Main PostgreSQL troubleshooting monitoring dashboard + runbook

PostgreSQL basic troubleshooting methodology and monitoring

For system performance troubleshooting, there are various popular methodologies, such as:

For databases, and Postgres specifically, it is good to use a combined approach, to have a straightforward methodology for troubleshooting of incidents and reviewing Postgres performance:

for system-level resources, use one of the common approaches
additionally (and this is very important), apply some variation of those approaches to DB-level resources and entities – shared resources, locks at various levels, DB objects, query groups (normalized queries), etc.

There is good existing work describing this. For example, these two materials are great and I highly recommend checking them out:

Alexey Lesovsky: "PostgreSQL, RED, Golden Signals: getting started" (2020) (blog post)
Peter Zaitsev: "Performance Analysis and Troubleshooting Methodologies for Databases" (FOSDEM-2021 talk, video + slides)

In 2020, we had a series of community sessions reviewing various monitoring tools for Postgres, as result this doc was created: Postgres monitoring review checklist (2020)

And here is a simplified document describing only "dashboard #1" for PostgreSQL troubleshooting – something that any good monitoring should have, it is based on the materials above: PostgreSQL Troubleshooting & Monitoring – Checklist / Runbook

One of the key principles of "dashboard/runbook #1" is: we need to have a very wide, but not yet deep overview of key aspects of PostgreSQL health, allowing us to perform the analysis in a very short time, potentially during an incident -- identifying specific topics that need deeper further analysis.

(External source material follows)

PR #1506, opened 2023-01-31
Lock repository refresh while Slide In is running

PawelLipski:


PawelLipski:
Meh not enough, the issue persists... lemme introduce a few other unrelated fixes on another PR (which might simplify handling of repository updates in general)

Troubleshooting tools for GitLab.com

For GitLab.com, we have quite advanced observability tools, some of which are great and solve particular tasks really well. However, there is no well-designed "dashboard #1" and "runbook #1" for PostgreSQL troubleshooting. What we have now:

Runbook for Postgres troubleshooting https://gitlab.com/gitlab-com/runbooks/-/blob/master/docs/patroni/postgres.md#postgresql-troubleshooting is quite unbalanced: it lacks some basic things like analysis of sessions by type or historical analysis of long-running sessions, but at the same time dives quite deeply into specific topics.
Grafana dashboards: we have "PostgreSQL Overview" and "patroni overview", both looking imbalanced too – mixing system-level and PostgreSQL-level things, developed quite long ago and missing important things: analysis of long-running transactions, good view of session counts by state, WAL archive rates, analysis of autovacuum activity, etc. Here are screenshots with the list of what we have for both right now:
Prometheus is also a mixed bag of things, sometimes with great metrics collected, but sometimes with issues like this one: gitlab-cookbooks/gitlab-exporters!235 (merged)

All these aspects lead to the process of troubleshooting that is far from ideal, we lose time hunting for important data, apply manual checks, etc.

With more PostgreSQL clusters coming (due to vertical decomposition and sharding efforts), this will be hitting us more and more. We need to improve tooling, have simple and straightforward instructions and shift operations with databases considering the Postgres nodes more like "kettle" rather than "pets" (so, having less deep but very simple, wide, and complete overview in the "dashboard / runbook #1").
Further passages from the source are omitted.